The name of the database that is the source of the protein record. Most of these are self-explanatory. The UniProt (SwissProt and TrEMBL) variants are noted variant sequences (either splice variants, variants, or conflicts) of the primary sequence in that record.

Accession

This is an identifier of the database record. When database records have multiple accessions, this field is the primary accession (i.e. the first one in the accession list). For UniProt sequences, the accession is hyperlinked to PIR's UniProt server. For Ensembl records, the accession is hyperlinked to the Protein Report page.

Entry

For UniProt records, the entry field is the unique identifier for the record, though it is not as stable of an identifier as the accession. The entry field is hyperlinked to EBI's UniProt server. For Ensembl records, the Entry field contains the Ensembl Gene ID related to this record, and is hyperlinked to the Ensembl Gene Report page.

UniProt variants use an alternate form of the entry name, which enumerates the splice variant, variant, and conflicts given in the database record. A value of 0 means it is the standard form. For example, KAPA_MOUSE-1-0-0 refers to a splice variant, KAPA_MOUSE-0-0-1 refers to a sequence conflict, and KAPA_MOUSE-1-0-1 is a combination of the splice variant and the conflict.

GI

The GI number of the protein database record at NCBI. SwissProt records have GI numbers (as they are part of the NCBI Entrez system), but TrEMBL records do not, nor do the UniProt variants. The GI numbers are hyperlinked to NCBI's Entrez browser.

Name

For the sequences with a GI number, this is the title used in the Fasta header in their non-redundant protein Fasta file. For UniProt sequences, it is a combination of the description (DE) and organism (OS) lines.

How Protein Records Are Obtained

Molecule Pages are defined by a unique protein sequence, generally one that is associated with a unique database record which NCBI has assigned a GI number. A combination of Entrez Gene (and MGD for mouse sequences), UniProt references, sequence, and taxonomy information is used to find related protein records.

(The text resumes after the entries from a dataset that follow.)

PR #1871, opened 2021-02-23
fix: only update CCs from NIF during NodeInfo interview stage

### LINKED ISSUE #1865: WD200+ sometimes doesn't respond with updated values after turning on.
**Describe the bug**

ZWaveJS doesn't seem to consistently send a "value updated" event after turning on a Homeseer WD200+.
The WD100+ doesn't seem to suffer from this problem, sending the "value updated" event after 5 seconds (which I understand is due to the following code:

zwave-js/node-zwave-js@6cd0dfa#diff-9397c8948a06d7061964655d80272f34166e53676c4642a76c3a7799b61e4360R322

which only repolls a device if it doesn't support supervision.

The WD200+ is known not to properly support supervision, so zwavejs should treat it as such.
Despite #1531, which should tell zwave-js to do exactly that, the problem still persists.

**Device information**

Homeseer WD200+

**Did you change anything?**
- [ X] **No**

- [ X] **Yes**, in: *(specify application with versions)
  It seems like it sometimes works, but it seems independent of versions.

- [X ] `zwavejs2mqtt` (latest) docker image
- [X ] `HomeAssistant` version core-2021.2.3

**To Reproduce**

You can't reproduce without the device itself but:

Use home assistant `light.turn_on` service on the light associated with the node.
The light turns on (to last dim level), but the state in home assistant flips back to off and never returns to on.

**Additional context**

**Logfile:**

This starts from setting the debug level to `DEBUG` and then after all nodes are interviewed, performing a reinterview on Node 8 which is one of the ones that exhibits the problem.

Please note that after doing all of this and checking the node again, *it's not exhibiting the issue* right now. I will ping back if I can get it back in the state that it's problematic.

[zwavejs_357 4.log](https://github.com/zwave-js/node-zwave-js/files/6029340/zwavejs_357.4.log)

AlCalzone:
fixes: https://github.com/zwave-js/node-zwave-js/issues/1865

### DIFF
--- a/packages/zwave-js/src/lib/node/Node.test.ts
+++ b/packages/zwave-js/src/lib/node/Node.test.ts
@@ -138,7 +138,7 @@ describe("lib/node/Node", () => {
 				controlled: CommandClasses[];
 			}[] = [
 				{
-					supported: [CommandClasses["Anti-theft"]],
+					supported: [CommandClasses["Anti-Theft"]],
 					controlled: [CommandClasses.Basic],
 				},
 			];
@@ -697,7 +697,7 @@ describe("lib/node/Node", () => {
 
 		it("ignores the data in an NIF if it was received already", () => {
 			const node = makeNode();
-			node.updateNodeInfo(emptyNodeInfo as any);
+			node.interviewStage = InterviewStage.Complete;
 			node.updateNodeInfo({
 				controlledCCs: [CommandClasses.Configuration],
 				supportedCCs: [CommandClasses.Battery],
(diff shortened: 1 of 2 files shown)


AlCalzone:
@zwave-js-bot pack this

continuousmining:
Call me crazy, I dont think this was ever fixed.  WD-100 and WD-200's still don't work, the way this fix was supposed to fix them.

AlCalzone:
If there is still a problem, please open a new issue and fill out the issue template.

The first step in finding relating protein database records is to relate the defining protein database accession or GI number to a Entrez Gene record, if possible. The Entrez Gene record is used to generate a list of known related records. UniProt references to EMBL translations are used as an additional mechanism to link the UniProt record to Entrez Gene.

Taxonomy grouping is somewhat more complex than the use of a specific species (i.e. a specific NCBI Taxonomy ID). Because Entrez Gene refers to a few species variants in some of its mouse and rat records (for example, Mus pahari, Rattus rattus, etc.), we chose to use everything in the Mus genus to be part of the mouse sequence record group, and everything in the Rat genus to be part of the rat sequence record group.

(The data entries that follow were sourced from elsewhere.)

PR #1872, opened 2021-02-23
fix(config): actually load unit from device config files

### LINKED ISSUE #1866: Configuration metadata does not include units from config files

AlCalzone:
fixes: #1866


robertsLando (approved):
LGTM

PR #1873, opened 2021-02-23
refactor(cc): do not expose deltaTime and previousValue as values

AlCalzone:
They don't seem to ever contain anything useful.


blhoward2:
Thank God! I just assumed they were useful somewhere.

Since we also have UniProt variants in our non-redundant protein database, we include some of them in the list of protein database records. This adds to the information known about all the related protein records (for example, knowing that a UniProt variant has the same sequence as a Refseq sequence).

After the list of related records has been compiled, another pass of the analysis is made, by the use of sequence and species identity. All records with the same sequence and species of all the related records are found, and if any did not previously show up as being related, they are considered possibly related. All those records are then compared to Entrez Gene and UniProt in the same fashion as before.